→ TASK REQUIREMENTS:
Reproduce word for word the lines between those holding "- Refs #7535" and "the atomic cap/backoff/park.", inclusive, and nothing else from the data below.

→ DATA SHOWN:
PR #9925, opened 2026-07-21
Fix external UI parser worker startup in Chrome

tickernelz:
## Summary

- disable Worker globals with `Object.defineProperty` so getter-only globals such as `caches` and `indexedDB` do not abort strict-mode bootstrap
- keep the sandbox fail-closed when a dangerous global cannot be overridden
- coalesce async parser result notifications to one animation frame to avoid rebuilding large transcripts once per JSONL line
- replace source-text lockdown assertions with behavioral coverage and add a getter-only regression

## Reproduction

On Paperclip 2026.720.0 in Chrome, opening a run from an external adapter leaves Nice mode on the generic stdout parser. Replaying the production Worker bootstrap reports:

```text
Uncaught TypeError: Cannot set property caches of #<WorkerGlobalScope> which has only a getter
```

After guarding only `caches`, startup fails next on getter-only `indexedDB`. Both descriptors are configurable in Chrome, so defining immutable `undefined` values preserves the intended lockdown.

## Verification

- `pnpm exec vitest run ui/src/adapters/sandboxed-parser-worker.test.ts`
- `pnpm --filter @paperclipai/ui build`
- exact Worker bootstrap exercised in Chrome against an external OMP parser: `ready`, then parsed result
- 3,577-line run reduced from raw JSONL to 26 Nice transcript entries; `toolcall_delta` raw count dropped to zero

### DIFF
--- a/ui/src/adapters/dynamic-loader.ts
+++ b/ui/src/adapters/dynamic-loader.ts
@@ -61,6 +61,7 @@ const failedLoads = new Set<string>();
 const loadPromises = new Map<string, Promise<DynamicParserModule | null>>();
 
 let resultNotifier: (() => void) | null = null;
+let resultNotificationFrame: number | null = null;
 
 export function setDynamicParserResultNotifier(fn: (() => void) | null): void {
   resultNotifier = fn;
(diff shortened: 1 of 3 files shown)


tickernelz:
Closing in favor of #8806, which already fixes the same WorkerGlobalScope getter-only startup crash. I reproduced #8806's root cause on Paperclip 2026.720.0 in Chrome: production bootstrap fails first on caches, then indexedDB; with immutable own shadows, the OMP external parser reaches ready and a 3,577-line run renders as 22 Nice entries with zero raw message_update/toolcall_delta lines. I will keep the independent notification-coalescing improvement separate.

Issue #7535, opened 2026-06-04
Terminal-run recovery retries permanently-failing adapter configs forever (comment spam + repeated blocked-flips, no backoff/give-up)


ianbruton:
## Summary

When an issue is assigned to an agent whose adapter config can never succeed (e.g. a model id not in the adapter's catalog, or a `process` adapter with no command), the terminal-run recovery retries **indefinitely**, producing on every cycle:

- an identical comment: *"Paperclip automatically retried continuation for this assigned `in_progress` issue during terminal run recovery, but it still has no live execution path. Latest retry failure: `adapter_failed` - …"*
- a status flip to `blocked`
- a new "Recover stalled issue …" recovery issue

We observed ~6 identical comments per issue within the hour, across two issues, with two distinct permanent failure modes (`Configured OpenCode model is unavailable: …` and `Process adapter missing command`). The retry outcome is deterministic — the config cannot heal itself — so each retry only adds noise and churn.

## Version
paperclipai 2026.428.0

## Expected

After N identical `adapter_failed` results for the same (issue, agent, config) tuple, recovery should **give up and park**: one comment, one recovery issue, no further retries until the agent's adapter config changes (config hash makes this cheap to detect). Exponential backoff would also help, but give-up-on-identical-failure is the real fix — a config error is not transient.

## Workaround

Unassign the issue (recovery only engages assigned issues), fix or clear the agent's adapter config, and cancel the accumulated recovery issues by hand.

schmelli:
## Heartbeat Priority Assessment

**Priority: HIGH** — Bug or regression that affects reliability, UX, or production operation. Should be resolved before launch.

_This is a classification comment from the heartbeat routine._

hugo-valcourt:
## Downstream reproduction and a narrow recovery contract

We reproduced the same failure shape in a local downstream deployment: an unsuccessful terminal run remained assigned to an `in_progress` issue, the recovery path treated the missing disposition/comment as work to continue, and a deterministic failure produced additional automatic runs instead of converging. Cancelling runs did not reliably shed load because another recovery wake could be enqueued.

We applied a conservative local mitigation and verified it with a timeout canary:

- no missing-comment retry after timeout/failure;
- no automatic timeout continuation;
- atomically park the source issue as `blocked`;
- ensure exactly one Board-owned recovery action;
- require an explicit operator resume before another run.

Canary result: one timed-out run, zero continuation attempts, zero retry child runs, and no subsequent automatic wake.

[...]

PR #9937, opened 2026-07-21
fix(server): cap same-root automatic retries with backoff and a park state

### LINKED ISSUE #9734: Unbounded process_lost_retry monopolizes a maxConcurrentRuns:1 agent — all other wakes starve forever (incl. the wake that would cancel the looping issue)
## Summary

On an agent with `maxConcurrentRuns: 1`, an issue whose runs keep dying (OOM in our case) is retried **indefinitely** by `process_lost_retry` with no backoff and no consecutive-failure cap. Each retry immediately re-claims the agent's only concurrency slot, so **every other wake for that agent stays `queued` with `claimedAt: null` forever.**

This is a **deadlock, not backpressure**: the queue drains only when the busy run finishes, and a crash-looping run never finishes.

The pathological case — which we hit in production — is that **the queued wake was the one that would have cancelled the looping issue.** The fix for the wedge is queued behind the wedge, so it cannot self-heal.

Related but distinct: #5021 guards retries on *already-cancelled* issues. Here the issue is live and never reaches a terminal status, so that guard never applies.

## Evidence

Agent config: `maxConcurrentRuns: 1`, `heartbeat.enabled: false`, `wakeOnDemand: true`.

`GET /api/issues/{looping}/diagnostics/wakes` — 6 runs, 5 dead, each ~15 min apart:

| run | claimed | finished | status |
|---|---|---|---|
| `63e61007` | 23:18:01 | 23:36:42 | failed (`issue_assigned`) |
| `08a3b4a6` | 23:36:43 | 23:50:50 | failed (`process_lost_retry`) |
| `2dad1fbe` | 23:50:50 | 00:09:38 | failed |
| `2cfaf226` | 00:09:38 | 00:28:24 | failed (`process_lost_retry`) |
| `96dd01e2` | 00:28:24 | 00:41:25 | failed |
| `5d460dee` | 00:41:26 | — | live (`process_lost_retry`) |

Meanwhile, `GET /api/issues/{corrective}/diagnostics/wakes` for a **different, `high` priority** issue assigned to the same agent:

```json
{
  "diagnosis": "The most recent wake for SAL-677 is currently queued for issue_assigned.",
  "events": [{
    "kind": "wake_request", "source": "assignment", "reason": "issue_assigned",
    "status": "queued", "requestedAt": "2026-07-16T22:31:06.740Z",
    "claimedAt": null, "finishedAt": null
  }],
  "wakeRequestCount": 1
}
```

**~3 hours queued, never claimed.** The agent reports `status: "running"` the entire time while producing zero output across all six runs, so no agent-level health check fires — `errorReason` is set (`"Process lost -- child pid 1026404 is no longer running"`) but `status` stays `running`.

## Why it matters

Three failure modes compound:

1. **Unbounded retry** — no backoff, no cap on consecutive process losses. A reproducibly-fatal run (OOM on a fixed-size input) retries forever at ~4/hour.
2. **No preemption** — a `high` priority wake cannot preempt a repeatedly-failing run holding the only slot. Priority is not consulted for slot admission.
3. **`status: running` masks it** — an agent in a permanent crash loop is indistinguishable from a healthy busy agent via the agents API. `errorReason` is populated but `status` is not reconciled, so operator dashboards read green.

Net effect: **one poisoned issue silently takes a single-slot agent offline permanently**, and every corrective path routed through that agent (including "cancel the poisoned issue") is unreachable. In our case the entire CTO work chain froze behind one issue.

## Suggested fixes (any one breaks the deadlock)

- **Cap consecutive `process_lost_retry` per issue** (e.g. 3), then park the issue `blocked`/`error` with the reason and **release the slot**. This is the highest-value fix — it converts a silent permanent wedge into a visible, actionable stop.
- **Exponential backoff** on repeated process loss, so the slot is free between attempts and other wakes can be claimed.
- **Reconcile `status`** — an agent whose last N runs all died should not report `running`. Surface `errorReason` in `status`.
- Optionally, let a higher-priority queued wake preempt a run that has already lost its process N times.

## Environment

Self-hosted, agent cgroup `memory.max = 3221225472` (3 GiB), `memory.events` → `oom_kill: 986`. The OOM is our own capacity problem and is separately tracked — **this report is about the retry policy turning a transient process loss into a permanent, self-sustaining wedge.** Any reproducibly-fatal run (not just OOM) reaches the same state.

fallcent-junslim:
## Thinking Path

> - When an agent run dies unexpectedly (process lost, stranded issue, review-participant recovery, source-scoped recovery), the platform automatically re-wakes it so work isn't dropped.
> - Each of those recovery paths mints a **fresh** run/wake id, and the retry cap is keyed off the immediate `retryOfRunId` lineage — so a recovery that allocates a new id resets the counter.
> - The result is unbounded automatic retries of a permanently-failing root: on a `maxConcurrentRuns: 1` agent a single failing issue can loop indefinitely (100+ runs), starving every other wake — including the wake that would cancel the loop (#9734) — and spamming recovery comments with no backoff (#7535).
> - This pull request introduces a **same-root retry cap**: a stable `(retryRootRunId, retryEpoch)` that is invariant across every automatic recovery mint, an atomic in-transaction gate that caps automatic runs at the initial run + 3 retries, exponential backoff + jitter with slot release while waiting, and a single park record (last failure reason + next owner/action) instead of repeated recovery churn.
> - The benefit is that a runaway root can no longer monopolize an agent or spam an issue, while genuine new input (human comment, issue event, explicit retry, monitor signal) still cleanly resumes work on a fresh epoch.

- Fixes #9734 — unbounded `process_lost_retry` monopolizes a single-slot agent.
- Refs #7535 — terminal-run recovery retries a permanently-failing adapter forever with no backoff/give-up. This PR adds the shared cap + backoff + park for the automatic recovery mint paths; the adapter-config give-up specifics remain tracked there.

## What Changed

- **`server/src/services/same-root-retry-cap.ts`** (new): pure policy module — resolves the invariant retry root, decides epoch advancement (external input advances the epoch; recovery-internal events do not), evaluates the cap (initial 1 + 3 retries = 4 automatic runs per `(root, epoch)`), computes exponential backoff + jitter, and builds the park descriptor (last failure reason + next owner/action + resume guidance).
- **`server/src/services/same-root-retry-gate.ts`** (new): shared DB gate. Under a per-`(root, epoch)` transaction advisory lock it counts the automatic runs already recorded and either allows (returning root/epoch/attempt for the caller to stamp + schedule) or parks. Count and insert happen under one lock, so concurrent recovery cannot exceed the cap.
- **`server/src/services/heartbeat.ts`**: the process-loss retry mint now runs the gate **inside** the run-insert transaction and inserts allowed retries as `scheduled_retry` with backoff (no immediate start, slot released); `enqueueWakeup` gained an optional `sameRootRetry` mint path so recovery callers get the same atomic cap, backoff, slot release, and park. Failure lineage only — a re-wake continuing a run that finished normally is progress, not a retry, and is never throttled.
- **`server/src/services/recovery/service.ts`**: stranded-issue and source-scoped recovery delegate to the gated mint instead of a top-level gate + post-insert update, sharing the atomic cap/backoff/park.
- **`packages/db`**: `heartbeat_runs` gains `retry_root_run_id` + `retry_epoch` with a partial index; migration `0182_same_root_retry_cap` (+ journal entry).
- **Tests**: policy unit tests, an embedded-Postgres integration test proving the runaway chain stops at 4 runs / recovery-only never mints a 5th / external input resumes on a clean epoch / concurrent minters are serialized by the advisory lock, and a production-mint end-to-end test in `heartbeat-process-recovery.test.ts`. Existing process-recovery/retry-scheduling contract tests updated for the `scheduled_retry` behavior; two resume-failure comment assertions deflaked (they raced a post-commit insert under parallel load).

## Verification

- `pnpm --filter @paperclipai/db check:migrations` → passes (journal/file counts aligned, safety check green).
- `pnpm exec vitest run` for `same-root-retry-cap`, `same-root-retry-gate.integration`, `heartbeat-process-recovery`, `heartbeat-retry-scheduling` → **144 passed / 0 failed** (run together, i.e. under parallel load).
- Integration test replays a 144-run same-root failure chain and asserts it stops at 4 total automatic runs; recovery-only repetition never produces a 5th; a new external-input wake resumes at epoch 1 / attempt 1; 8 concurrent minters stay within the cap.

## Risks

- Behavioral shift: automatic recovery retries are now delayed (backoff) and released from the slot while waiting instead of starting immediately, and are hard-capped at 4 per root/epoch. Genuine new input still resumes via epoch advancement, so operator-visible work is not dropped — on exhaustion the root is parked with the last failure reason and next owner/action rather than silently stopping.
- Migration adds two nullable/defaulted columns + a partial index to `heartbeat_runs` (additive, no backfill of historical rows required; existing rows get `retry_epoch` default 0 / null root and are treated as their own root).
- Concurrency correctness rests on the per-`(root, epoch)` transaction advisory lock; the integration test exercises the concurrent-minter race directly.

## Model Used

- Anthropic **Claude Opus 4.8** (`claude-opus-4-8`), extended thinking + tool use, via an autonomous coding agent. Local test/typecheck/migration verification run by the agent.

## Checklist

### DIFF
--- a/packages/db/src/migrations/0182_same_root_retry_cap.sql
+++ b/packages/db/src/migrations/0182_same_root_retry_cap.sql
@@ -1,0 +1,7 @@
+ALTER TABLE "heartbeat_runs"
+  ADD COLUMN IF NOT EXISTS "retry_root_run_id" uuid REFERENCES heartbeat_runs(id) ON DELETE SET NULL,
+  ADD COLUMN IF NOT EXISTS "retry_epoch" integer NOT NULL DEFAULT 0;
+
+CREATE INDEX IF NOT EXISTS heartbeat_runs_retry_root_epoch_idx
+  ON heartbeat_runs (retry_root_run_id, retry_epoch)
+  WHERE retry_root_run_id IS NOT NULL;
--- a/packages/db/src/migrations/meta/_journal.json
+++ b/packages/db/src/migrations/meta/_journal.json
@@ -1261,6 +1261,13 @@
       "when": 1784231633059,
       "tag": "0181_decision_training_retention_policy",
       "breakpoints": true
+    },
+    {
+      "idx": 182,
+      "version": "7",
+      "when": 1784231700000,
+      "tag": "0182_same_root_retry_cap",
+      "breakpoints": true
     }
   ]
 }
--- a/packages/db/src/schema/heartbeat_runs.ts
+++ b/packages/db/src/schema/heartbeat_runs.ts
@@ -42,6 +42,10 @@ export const heartbeatRuns = pgTable(
     retryOfRunId: uuid("retry_of_run_id").references((): AnyPgColumn => heartbeatRuns.id, {
       onDelete: "set null",
     }),
+    retryRootRunId: uuid("retry_root_run_id").references((): AnyPgColumn => heartbeatRuns.id, {
+      onDelete: "set null",
+    }),
+    retryEpoch: integer("retry_epoch").notNull().default(0),
     processLossRetryCount: integer("process_loss_retry_count").notNull().default(0),
     scheduledRetryAt: timestamp("scheduled_retry_at", { withTimezone: true }),
     scheduledRetryAttempt: integer("scheduled_retry_attempt").notNull().default(0),
--- a/server/src/__tests__/heartbeat-process-recovery.test.ts
+++ b/server/src/__tests__/heartbeat-process-recovery.test.ts
@@ -5214,6 +5214,98 @@ describeEmbeddedPostgres("heartbeat orphaned process recovery", () => {
     const wakes = await db.select().from(agentWakeupRequests).where(eq(agentWakeupRequests.agentId, agentId));
     expect(wakes.some((row) => row.reason === "run_liveness_continuation")).toBe(false);
   });
+
+  it("bounds same-root automatic retries to four runs via the production mint, parks with owner/action, and resumes on new external input", async () => {
+    const { agentId, companyId, issueId, runId } = await seedStrandedIssueFixture({
+      status: "in_progress",
+      runStatus: "failed",
+    });
+    const heartbeat = heartbeatService(db);
+    const oldFinishedAt = new Date("2026-03-19T00:05:00.000Z");
+
+    const loadRun = async (id: string) =>
+      db.select().from(heartbeatRuns).where(eq(heartbeatRuns.id, id)).then((rows) => rows[0]!);
+    // The exact gate-source shape recovery paths pass into the production mint.
+    const gateSourceOf = (run: typeof heartbeatRuns.$inferSelect) => ({
+      id: run.id,
+      companyId: run.companyId,
+      retryRootRunId: run.retryRootRunId,
+      retryEpoch: run.retryEpoch,
+      errorCode: run.errorCode,
+      error: run.error,
+      responsibleUserId: run.responsibleUserId,
+    });
+    // Finalize a run as a past failure so the next mint sees a terminal run
+    // (no coalescing) and the issue-rewake throttle (which only counts recent
+    // terminal runs) stays out of the way.
+    const failRunInPast = async (id: string) =>
+      db
+        .update(heartbeatRuns)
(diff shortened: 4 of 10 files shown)


fallcent-junslim:
Closing this draft because the underlying work was intentionally discontinued. This proposal will not be pursued in its current form.

PR #9943, opened 2026-07-21
feat(server): declarative instance settings overrides via env

stubbi:
## Thinking Path

> - Instance behavior is governed by instance settings (general + experimental feature flags) stored as a singleton row and edited by an instance admin
> - Operators who run Paperclip through GitOps or immutable infrastructure have no declarative way to pin those settings: the only path is a human toggling them in the UI, which drifts and does not survive a database restore
> - A deployment should be able to force specific instance settings from config, the same way `PAPERCLIP_CLOUD_BILLING` / `PAPERCLIP_CLOUD_TRIAL_BANNER` already force two experimental flags today
> - This pull request adds `PAPERCLIP_INSTANCE_SETTINGS_OVERRIDES`, a JSON env var whose `general` and `experimental` sections are validated and merged over the stored settings at read time, and stripped from admin patches so a forced value never persists
> - The benefit is drift-proof, reproducible instance configuration from deployment config, with zero behavior change when the variable is unset

No existing issue. Describing in-PR following the feature template:

**Problem or motivation**
There is no declarative, deployment-time way to pin instance settings. Operators running under GitOps must configure experimental flags and general settings by hand in the UI; the configuration lives only in the database, drifts from source control, and is lost on a restore into a fresh database.

**Proposed solution**
Read an optional `PAPERCLIP_INSTANCE_SETTINGS_OVERRIDES` JSON env var whose `general` and `experimental` sections are validated with the existing zod schemas (partial + strip unknown keys) and merged over the stored settings at read time. Overridden keys are stripped from admin patches before write, so forced values are never persisted back to the row. Invalid JSON or an invalid section warns once and falls back to the stored settings.

**Alternatives considered**
Per-flag env vars (like the two existing `PAPERCLIP_CLOUD_*` ones) do not scale to the full settings surface and add a new variable per flag. A boot-time seed that writes the DB row was rejected because it mutates tenant state and cannot represent "forced" (a later admin edit would silently win). A read-time merge keeps the stored row untouched and makes the override authoritative for exactly as long as it is set.

**Roadmap alignment**
Small, additive operator-ergonomics improvement; no overlap with planned core feature work. Default path (variable unset) is byte-for-byte unchanged.

## What Changed

- Added `parseInstanceSettingsOverrides(env)` in `server/src/services/instance-settings.ts`: parses the JSON env var, validates the `general` and `experimental` sections (partial + strip), strips server-managed worktree-activation fields, and warns once on invalid input.
- Added `resolveGeneralSettings` / `resolveExperimentalSettings` (normalize stored value, spread overrides, re-normalize) and `stripOverriddenPatchKeys`.
- Wired overrides through every `instanceSettingsService` getter (override-merged reads) and the `updateGeneral` / `updateExperimental` writers (strip overridden keys so they never persist). Service signature unchanged; all existing call sites unaffected.
- Routed the one raw `instance_settings` read in `server/src/services/feedback.ts` through the override-aware helper for reads, while keeping the DB write-back sourced from the un-overridden stored value.

## Verification

- `pnpm exec vitest run server/src/__tests__/instance-settings-service.test.ts server/src/__tests__/instance-settings-routes.test.ts` — passing (override parse/resolve/strip, service read-merge, patch-strip, and no-env-var-unchanged cases).
- `pnpm exec vitest run server/src/__tests__ -t feedback` — passing, including a new embedded-Postgres regression test asserting an active `censorUsernameInLogs` override does not persist into the DB on a feedback write.
- `pnpm exec tsc -p server --noEmit` — clean.

## Risks

Low risk. The feature is inert unless `PAPERCLIP_INSTANCE_SETTINGS_OVERRIDES` is set: with it unset, `parseInstanceSettingsOverrides` returns empty sections and every resolve/strip helper degenerates to the prior normalization, so reads and writes are identical to before. Overridden keys are stripped from patches, so an override can never leak into persisted state. Invalid input is warned once and ignored rather than throwing.

## Model Used

Claude (Anthropic), claude-fable-5, extended thinking, tool use / code execution.

## Checklist

### DIFF
--- a/server/src/__tests__/feedback-service.test.ts
+++ b/server/src/__tests__/feedback-service.test.ts
@@ -519,6 +519,57 @@ describeEmbeddedPostgres("feedbackService.saveIssueVote", () => {
     });
   });
 
+  it("does not persist an env-overridden censorUsernameInLogs value on the sharing-preference write-back", async () => {
+    const { issueId, commentId } = await seedIssueWithAgentComment();
+
+    await db.insert(instanceSettings).values({
+      singletonKey: "default",
+      general: {
+        censorUsernameInLogs: true,
+        feedbackDataSharingPreference: "prompt",
+      },
+      experimental: {},
+    });
+
+    const previousOverrides = process.env.PAPERCLIP_INSTANCE_SETTINGS_OVERRIDES;
+    process.env.PAPERCLIP_INSTANCE_SETTINGS_OVERRIDES = JSON.stringify({
+      general: { censorUsernameInLogs: false },
+    });
+
+    try {
+      const result = await svc.saveIssueVote({
+        issueId,
+        targetType: "issue_comment",
+        targetId: commentId,
+        vote: "up",
+        authorUserId: "user-1",
+        allowSharing: true,
+      });
+
+      expect(result.persistedSharingPreference).toBe("allowed");
+
+      const settings = await db
+        .select()
+        .from(instanceSettings)
+        .where(eq(instanceSettings.singletonKey, "default"))
+        .then((rows) => rows[0] ?? null);
+
+      // The env override forces censorUsernameInLogs=false at read time, but
+      // the write-back must persist the raw stored value (true), never the
+      // override.
+      expect(settings?.general).toMatchObject({
+        censorUsernameInLogs: true,
+        feedbackDataSharingPreference: "allowed",
+      });
+    } finally {
+      if (previousOverrides === undefined) {
+        delete process.env.PAPERCLIP_INSTANCE_SETTINGS_OVERRIDES;
+      } else {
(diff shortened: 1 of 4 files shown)


stubbi:
Closing as superseded by upstream work.

**8f195c2f4 — "Let operators supply defaults for selected instance settings (#12285)"** added `packages/shared/src/setting-defaults.ts` and the `PAPERCLIP_SETTING_DEFAULTS` environment variable (documented in `docs/deploy/environment-variables.md`). That is the same feature this PR proposed: declarative, env-supplied instance settings values applied at boot, so a deployer can ship a configured instance without hand-editing settings post-install.

Since upstream's version is the one that's landed, documented and tested, there's no reason to rebase this branch onto it — especially as it's ~2000 PRs stale and conflicting.

Note for anyone finding this later: the `superagent-security` thread on this PR was never addressed, so don't lift this branch's code as-is.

→ SOLUTION TO THIS EXERCISE:
- Refs #7535 — terminal-run recovery retries a permanently-failing adapter forever with no backoff/give-up. This PR adds the shared cap + backoff + park for the automatic recovery mint paths; the adapter-config give-up specifics remain tracked there.

## What Changed

- **`server/src/services/same-root-retry-cap.ts`** (new): pure policy module — resolves the invariant retry root, decides epoch advancement (external input advances the epoch; recovery-internal events do not), evaluates the cap (initial 1 + 3 retries = 4 automatic runs per `(root, epoch)`), computes exponential backoff + jitter, and builds the park descriptor (last failure reason + next owner/action + resume guidance).
- **`server/src/services/same-root-retry-gate.ts`** (new): shared DB gate. Under a per-`(root, epoch)` transaction advisory lock it counts the automatic runs already recorded and either allows (returning root/epoch/attempt for the caller to stamp + schedule) or parks. Count and insert happen under one lock, so concurrent recovery cannot exceed the cap.
- **`server/src/services/heartbeat.ts`**: the process-loss retry mint now runs the gate **inside** the run-insert transaction and inserts allowed retries as `scheduled_retry` with backoff (no immediate start, slot released); `enqueueWakeup` gained an optional `sameRootRetry` mint path so recovery callers get the same atomic cap, backoff, slot release, and park. Failure lineage only — a re-wake continuing a run that finished normally is progress, not a retry, and is never throttled.
- **`server/src/services/recovery/service.ts`**: stranded-issue and source-scoped recovery delegate to the gated mint instead of a top-level gate + post-insert update, sharing the atomic cap/backoff/park.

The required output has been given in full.